Добавить в цитаты Настройки чтения

Страница 13 из 43

И они, расчувствовавшись, долго обнимали друг друга.

8

Чтобы прискакать из Магаса в крепость Тусуме на границе Алании и Абхазии, близ которой располагался монастырь Иоанна Крестителя, надо было ехать на север, вдоль течения Теберды и затем огибать горные вершины Псеашхо и Агепста. Поначалу путешествие проходило благополучно. Уезжали из столицы Алании засветло — Ирма (нет, теперь уже вновь Ирина, во второй раз крещённая и вернувшая себе греческое имя) в кожаных штанах и папахе, два её спутника по бокам. Провожали их только няня Зарватык и сестра Поликсения.

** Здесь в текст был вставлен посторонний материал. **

Issue #203, opened 2018-01-20
[Typescript] Configuration object missing autoCaptureSessions property definition


raduflp:
In index.d.ts the newly added flag `autoCaptureSessions` is missing from the Configuration definition.

PR #209, opened 2018-01-25
Update typescript defs

fractalwrench:
Updates TypeScript definitions as types have changed since the [last edit](https://github.com/bugsnag/bugsnag-react-native/compare/v2.7.0...master). Also adds a note to the Contributing instructions to prevent this in future

### DIFF
--- a/index.d.ts
+++ b/index.d.ts
@@ -28,6 +28,8 @@ export class Configuration {
   public codeBundleId?: string;
   public autoNotify: boolean;
   public handlePromiseRejections: boolean;
+  public autoCaptureSessions: boolean;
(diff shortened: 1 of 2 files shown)


fractalwrench:
#203

index.d.ts
```diff
@@ -41,15 +43,18 @@ export class Configuration {
 
   public clearBeforeSendCallbacks(): void;
 
+  public startSession(): void;
```
bengourley: This looks like it should be added to the `Client` class (not `Configuration`)

fractalwrench:
Updated to add the additional methods, and moved startSession to the Client.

Старая женщина целовала руки бывшей своей воспитанницы и просила беречь себя, зря не рисковать жизнью. А подруга, утопая в слезах, обещала молиться за неё и за маленькую Сарру. Разведённая государыня чуть было сама не расплакалась, но нашла силы оборвать вовремя прощание и, вскочив на коня, только крикнула, полуобернувшись: «Оставайтесь с Богом! Если повезёт, то ещё увидимся!..»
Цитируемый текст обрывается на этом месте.